## WHAT IS BEING ASKED
The lines you return should be those containing the string "skills", taken from the data below.

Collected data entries
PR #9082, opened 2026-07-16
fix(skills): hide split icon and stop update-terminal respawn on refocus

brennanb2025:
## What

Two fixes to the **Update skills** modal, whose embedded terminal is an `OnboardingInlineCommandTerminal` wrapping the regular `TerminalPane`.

## ANSWER SPACE
fix(skills): hide split icon and stop update-terminal respawn on refocus
Two fixes to the **Update skills** modal, whose embedded terminal is an `OnboardingInlineCommandTerminal` wrapping the regular `TerminalPane`.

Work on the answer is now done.